Colorectal cancer represents 10% of all cancers and is the third most common cause of death in women and men. Almost two-thirds of all bowel cancers are cancers of the colon and over one-third (34%) are cancers of the rectum, including the anus. Surgery is the cornerstone for curative treatment of rectal cancer. Mesorectal excision decreases the rate of local recurrences; however, it does not improve the overall survival of people with locally advanced rectal cancer. There have been significant research efforts since the mid-1990s to optimise the treatment of rectal cancer. Based on the findings of clinical trials, people with T3/T4 or N+ rectal tumours are now being treated preoperatively with radiation and chemotherapy, mainly fluoropyrimidine. However, the incidence of distant metastases remains as high as 30%. Combination chemotherapy regimens, similar to those used in metastatic disease with the addition of oxaliplatin and irinotecan, have been tested to improve the prognosis of people with rectal cancer.
To compare outcomes (including overall survival, disease-free survival and toxicity) between two 5-fluorouracil-containing chemotherapy regimens in people with stage II and III rectal cancer who are receiving preoperative chemoradiation.
We searched the Cochrane Colorectal Cancer Group Specialised Register (January 2015), the Cochrane Central Register of Controlled Trials (2015, Issue 1), Ovid MEDLINE (1950 to January 2015), Ovid EMBASE (1974 to January 2015) and LILACS (1982 to January 2015). We reviewed the reference lists of included studies, checked clinical trials registers and handsearched relevant journal proceedings. We applied no language or publication restrictions.
Randomised controlled trials (RCTs) comparing single-agent chemotherapy (fluoropyrimidine) versus combination chemotherapy (fluoropyrimidine plus another agent including, but not limited to, oxaliplatin) during preoperative radiochemotherapy in people with resectable rectal cancer.
Two review authors (HMR, EMKS) independently extracted data and assessed trial quality. When necessary, we requested additional information and clarification of published data from the authors of individual trials.
We included four RCTs involving 3875 people with resectable rectal cancer. In the preoperative period, the participants of these studies were randomised to receive chemoradiation either with a single fluoropyrimidine agent (capecitabine or 5-fluorouracil) or with a combination of drugs (fluoropyrimidine plus oxaliplatin). The only study that reported overall survival and disease-free survival found no significant differences between the intervention and control groups; we considered this evidence very low quality.
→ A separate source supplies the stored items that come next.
PR #169, opened 2018-05-15
Add build-add-artifact command to support adding priorly uploaded artifacts to build info

rein-achten:
In case one uploads artifacts by other means than the JFrog CLI while
wanting to leverage JFrog CLI to upload builds, the build-add-artifact
command allows one to add priorly uploaded artifacts to the local
build info.

When publishing that build, these artifacts get tagged with the build
name and -number.

For the sake of consistency, artifacts uploaded by means of the
upload command will also only get tagged when the build is published.

Notes:
* This PR is work-in-progress. I still need to add support for spec files, add new tests and update existing tests. Before proceeding, I'd like to get some feedback on the WIP.
* This PR is the continuation of [PR-77](https://github.com/JFrogDev/jfrog-cli-go/pull/77), which I'll close in a bit.


rein-achten:
Closing, wrong target branch. Was supposed to target `dev` instead.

For pathological complete response after preoperative treatment (ypCR) there was high quality evidence favouring the intervention group (odds ratio (OR) 1.23, 95% confidence interval (CI) 1.04 to 1.46), but there was also moderate quality evidence suggesting a higher risk for early toxicity in the intervention group (OR 2.07, 95% CI 1.31 to 3.27). Moderate to high quality evidence suggested that the control group had better compliance to radiotherapy (OR 0.32, 95% CI 0.14 to 0.75). There were no significant differences between groups in postoperative mortality within 60 days, postoperative morbidity, resection margins, abdominoperineal resection and Hartmann procedures.